- [SOURCE RECORDS]:
=-=-=

PR #2363, opened 2023-08-01
Add support for aten.tensor op

vivekkhandelwal1:


vivekkhandelwal1:
Hi @ramiro050, the torch-mlir doesn't have support for the aten.tensor op. The issue with adding the shape and dtype info for the op is that it expects the list to be of any type (`t` in torch-mlir), and a shape/dtype func can't be declared with that type. So, I thought reducing this op into the corresponding variant is better. Please let me know if this approach is fine or if we can do something else to add support for this.

ramiro050:
My main concern with this approach is that it does not scale nicely to handle nested lists (you need a new op for every level of nesting for every dtype). I gotta think a bit about how we can improve the shape/dtype library to handle this case, but in the meantime you can just add dtype handling for `AtenTensorOp` similar to the handling of `NumToTensorScalarOp`: 

https://github.com/llvm/torch-mlir/blob/c0d8248ec7fc5d7791e5b7339aaacb1cde4b89d1/lib/Dialect/Torch/Transforms/SimplifyDtypeCalculations.cpp#L163

vivekkhandelwal1:
> My main concern with this approach is that it does not scale nicely to handle nested lists (you need a new op for every level of nesting for every dtype). I gotta think a bit about how we can improve the shape/dtype library to handle this case, but in the meantime you can just add dtype handling for `AtenTensorOp` similar to the handling of `NumToTensorScalarOp`:
> 
> https://github.com/llvm/torch-mlir/blob/c0d8248ec7fc5d7791e5b7339aaacb1cde4b89d1/lib/Dialect/Torch/Transforms/SimplifyDtypeCalculations.cpp#L163

But the shape info still can't be added, right?

ramiro050:
> But the shape info still can't be added, right?

You can also add shape handling in the shape function simplification pass:

https://github.com/llvm/torch-mlir/blob/c0d8248ec7fc5d7791e5b7339aaacb1cde4b89d1/lib/Dialect/Torch/Transforms/SimplifyShapeCalculations.cpp

vivekkhandelwal1:
Closing this for now, since it's not needed anymore.

PR #2370, opened 2023-08-02
Change Python version from 3.10 to 3.11 in installation instructions

ramiro050:


ashay (approved):
LGTM!

Related, we should also update the Python version in our Docker images (we currently use 3.10.4).  For instance, here's a line from the out-of-tree build:

```
Defaulting to /usr/bin/python3 (expected for CI builds)
:::: Python version Python 3.10.4
```

ramiro050:
Good catch! I'll update all the other 3.10 mentions in a follow up patch

PR #2373, opened 2023-08-03
Prevent failed stable CI job from cancelling nightly jobs

ramiro050:
The CI jobs that use stable PyTorch are currently not required to pass in order for a patch to get merged in `main`. This commit makes sure that if a CI job for stable PyTorch fails, it does not cancel the other required jobs.

### DIFF
--- a/.github/workflows/buildAndTest.yml
+++ b/.github/workflows/buildAndTest.yml
@@ -22,6 +22,7 @@ concurrency:
 # macos  - arm64  - llvm in-tree     - pytorch binary - build only    # cross compile, can't test arm64
 jobs:
   build-test:
+    continue-on-error: ${{ matrix.torch-version == 'stable' }}
     strategy:
       fail-fast: true
       matrix:


ashay:
I think you might need to put single quotes (not double quotes, apparently that's not allowed by GitHub's parser) around `stable`.  [Here](https://github.com/llvm/torch-mlir/actions/runs/5754437236/workflow) is GitHub's rudimentary validation of the script.

Related, should we mark the stable PyTorch builds as optional in the repo admin settings?  I imagine that intention of this PR is to allow merging even if the stable PyTorch build failed, but let me know if that's not the case.

ramiro050:
> Related, should we mark the stable PyTorch builds as optional in the repo admin settings? I imagine that intention of this PR is to allow merging even if the stable PyTorch build failed, but let me know if that's not the case.

I believe they are already optional. In the list of CI jobs, the only "Required" ones are nightly for MacOS and Ubuntu (in-tree, out-of-tree).

ashay:
> I believe they are already optional. In the list of CI jobs, the only "Required" ones are nightly for MacOS and Ubuntu (in-tree, out-of-tree).

I see.  Perfect, thanks for confirming!

ashay (approved):

glebk-cerebras (approved):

=-=-=

- [PROBLEM]: The exercise is to copy out every line above that has the word "opened" in it.

- [RESPONSE TO THE TASK]:
PR #2363, opened 2023-08-01
PR #2370, opened 2023-08-02
PR #2373, opened 2023-08-03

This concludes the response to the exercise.